> _Exercise aim_: Return, word for word, the lines running from the one that contains "## Summary by Sourcery" to the final line of the listing below.

> _Supplied data_:

PR #377, opened 2025-07-01
feat(source): add proxy support

nicolearagao:
This PR adds support for the proxy_url field in the Add/Edit Source for all non-network sources. It relies on backend proxy validation. 

Relates to JIRA: DISCOVERY-433

## Summary by Sourcery

Add support for specifying and handling a proxy_url in the source add and edit CLI commands, including payload construction and validation via backend.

> _Result_:
## Summary by Sourcery

Add support for specifying and handling a proxy_url in the source add and edit CLI commands, including payload construction and validation via backend.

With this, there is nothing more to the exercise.